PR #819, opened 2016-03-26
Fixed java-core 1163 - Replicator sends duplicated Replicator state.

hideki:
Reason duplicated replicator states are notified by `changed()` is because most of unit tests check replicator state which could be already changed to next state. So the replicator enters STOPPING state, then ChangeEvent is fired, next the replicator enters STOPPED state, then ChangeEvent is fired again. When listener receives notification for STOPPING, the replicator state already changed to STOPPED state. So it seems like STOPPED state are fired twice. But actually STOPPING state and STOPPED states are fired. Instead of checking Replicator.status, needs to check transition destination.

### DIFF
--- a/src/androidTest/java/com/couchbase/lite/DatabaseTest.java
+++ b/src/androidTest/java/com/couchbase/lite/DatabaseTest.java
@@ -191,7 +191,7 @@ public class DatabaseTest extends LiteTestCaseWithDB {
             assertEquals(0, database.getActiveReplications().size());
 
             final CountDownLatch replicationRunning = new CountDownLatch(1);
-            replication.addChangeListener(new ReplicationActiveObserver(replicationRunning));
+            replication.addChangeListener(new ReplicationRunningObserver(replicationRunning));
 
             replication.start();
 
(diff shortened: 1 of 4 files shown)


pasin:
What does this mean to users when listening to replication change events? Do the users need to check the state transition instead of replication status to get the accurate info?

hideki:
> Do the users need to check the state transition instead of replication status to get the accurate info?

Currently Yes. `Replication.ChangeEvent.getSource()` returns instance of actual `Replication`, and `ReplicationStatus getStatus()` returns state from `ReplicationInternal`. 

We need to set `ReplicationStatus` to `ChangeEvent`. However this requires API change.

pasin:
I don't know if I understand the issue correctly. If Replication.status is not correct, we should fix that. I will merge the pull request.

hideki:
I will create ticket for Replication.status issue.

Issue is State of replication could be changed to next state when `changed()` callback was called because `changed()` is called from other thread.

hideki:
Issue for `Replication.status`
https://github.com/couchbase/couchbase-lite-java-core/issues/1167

┄┄┄┄┄┄

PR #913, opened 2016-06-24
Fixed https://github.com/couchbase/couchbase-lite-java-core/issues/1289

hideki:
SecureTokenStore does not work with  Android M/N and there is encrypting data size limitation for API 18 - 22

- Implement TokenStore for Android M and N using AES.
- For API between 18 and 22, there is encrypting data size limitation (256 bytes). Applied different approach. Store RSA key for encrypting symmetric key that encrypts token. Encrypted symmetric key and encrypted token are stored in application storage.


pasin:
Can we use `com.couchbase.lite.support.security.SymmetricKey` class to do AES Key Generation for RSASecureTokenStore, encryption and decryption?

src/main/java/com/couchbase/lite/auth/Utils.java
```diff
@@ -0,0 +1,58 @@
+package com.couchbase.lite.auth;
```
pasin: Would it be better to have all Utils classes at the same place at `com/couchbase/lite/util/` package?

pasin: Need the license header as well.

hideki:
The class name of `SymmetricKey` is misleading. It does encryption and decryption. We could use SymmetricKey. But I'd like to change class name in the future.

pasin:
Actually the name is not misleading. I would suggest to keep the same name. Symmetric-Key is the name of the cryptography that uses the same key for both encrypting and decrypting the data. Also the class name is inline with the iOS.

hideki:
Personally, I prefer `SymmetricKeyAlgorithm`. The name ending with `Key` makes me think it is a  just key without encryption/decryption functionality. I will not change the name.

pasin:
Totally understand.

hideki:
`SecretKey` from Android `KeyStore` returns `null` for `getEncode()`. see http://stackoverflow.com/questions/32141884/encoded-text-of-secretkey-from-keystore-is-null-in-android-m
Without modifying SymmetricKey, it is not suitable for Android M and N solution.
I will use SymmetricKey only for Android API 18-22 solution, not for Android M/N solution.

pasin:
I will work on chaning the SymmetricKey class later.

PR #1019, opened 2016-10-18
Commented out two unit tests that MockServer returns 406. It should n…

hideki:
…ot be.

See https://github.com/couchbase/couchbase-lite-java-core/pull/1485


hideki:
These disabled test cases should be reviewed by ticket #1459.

┄┄┄┄┄┄

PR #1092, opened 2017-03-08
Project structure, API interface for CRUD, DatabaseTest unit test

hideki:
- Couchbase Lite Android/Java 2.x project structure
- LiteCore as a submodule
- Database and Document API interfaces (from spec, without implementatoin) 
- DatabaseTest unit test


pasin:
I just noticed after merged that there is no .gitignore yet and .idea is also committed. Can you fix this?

┄┄┄┄┄┄

Work task:
Looking at the entries above, can you reproduce exactly the lines from the one that holds "PR #819, opened 2016-03-26" through the one that holds "assertEquals(0, database.getActiveReplications().size());", and only those?

Answer space:
PR #819, opened 2016-03-26
Fixed java-core 1163 - Replicator sends duplicated Replicator state.

hideki:
Reason duplicated replicator states are notified by `changed()` is because most of unit tests check replicator state which could be already changed to next state. So the replicator enters STOPPING state, then ChangeEvent is fired, next the replicator enters STOPPED state, then ChangeEvent is fired again. When listener receives notification for STOPPING, the replicator state already changed to STOPPED state. So it seems like STOPPED state are fired twice. But actually STOPPING state and STOPPED states are fired. Instead of checking Replicator.status, needs to check transition destination.

### DIFF
--- a/src/androidTest/java/com/couchbase/lite/DatabaseTest.java
+++ b/src/androidTest/java/com/couchbase/lite/DatabaseTest.java
@@ -191,7 +191,7 @@ public class DatabaseTest extends LiteTestCaseWithDB {
             assertEquals(0, database.getActiveReplications().size());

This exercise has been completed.